「ほんまいろいろあったんじゃけー」広島への全盲子連れ旅!2日目)後編)

 同じ県内といえども、広島市から大久野島までは意外と遠い。
 まず私たちは広島駅から新幹線で三原駅まで向かった。こだまということもあり、車内はそれほど混んでいなかった。
 タイミングが良いことにひなちゃんも抱っこ紐の中でお昼寝タイムに入った。
 乗車中T先生には出張で行った場所の話や、好きな歌手の推し活の進行状況について聞いてみた。
 本当に推しというのは日々の生活に張りをもたらしてくれる素晴らしい存在なのだろうと思う。
 これといった推しの無い私は、推しといえるほど熱中できる事物に出会えている人々にあこがれすら感じる。未だ、何を、いつ、どのように、いくら支払うことで推し活をしているということになるのか、いまいち分かりかねている私は世の中から置いて行かれているような気もする。
 新幹線が無事三原駅に到着すると以前お昼ご飯を食べた駅からほど近いお好み焼き屋さんに向かった。三原駅での乗り換え時間は1時間あり、そこで昼食を取ろうと画策していたのだ。

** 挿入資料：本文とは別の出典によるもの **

PR #3625, opened 2021-08-28
match wing names and aliases on the status gauge

Goober5000:
If a wing has a hash symbol, it needs to match the squadron status gauge for the equivalent name without the hash.  This could happen for in-mission jumps or cases where a wing leaves and comes back.

Also remove an obsolete function.

### DIFF
--- a/code/ship/ship.cpp
+++ b/code/ship/ship.cpp
@@ -18322,9 +18322,13 @@ int ship_squadron_wing_lookup(const char *wing_name)
 	}
 	else 
 	{
+		// match duplicate wings, such as Epsilon and Epsilon#clone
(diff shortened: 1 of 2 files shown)


code/ship/ship.cpp
```diff
@@ -18322,9 +18322,12 @@ int ship_squadron_wing_lookup(const char *wing_name)
 	}
 	else 
 	{
+		auto ch = get_pointer_to_first_hash_symbol(wing_name);
```
jg18, line 18325: A comment with explanation would be great IMO.

jg18 (approved):
One small non-blocking request but otherwise looks good.

code/ship/ship.cpp
Goober5000: k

 意気揚々とお店に辿り着くもその日は定休日となっていた。Google マップでは営業中となっていたのだが…。私たちは
 「そんなこともあるよな」
と気を取り直し、別のお店を探した。ところが他のお好み焼き屋さんは1時間半待ちであったり、つけ麺のお店や、中華料理屋も定休日だったりと行く当てが無くなってしまった。
 旅行に予定外は付き物だと頭で分かっていても胃袋は言うことを聞いてくれない。貯蔵メーターがあるとするなら既にE線は切っており、なおも減り続けている。
 かちかちと時計の音が聞こえてくるような気がした。
 最後の手段とばかりに、私たちは駅前のパン屋さんでたくさんのパンを買い込み電車に飛び乗った。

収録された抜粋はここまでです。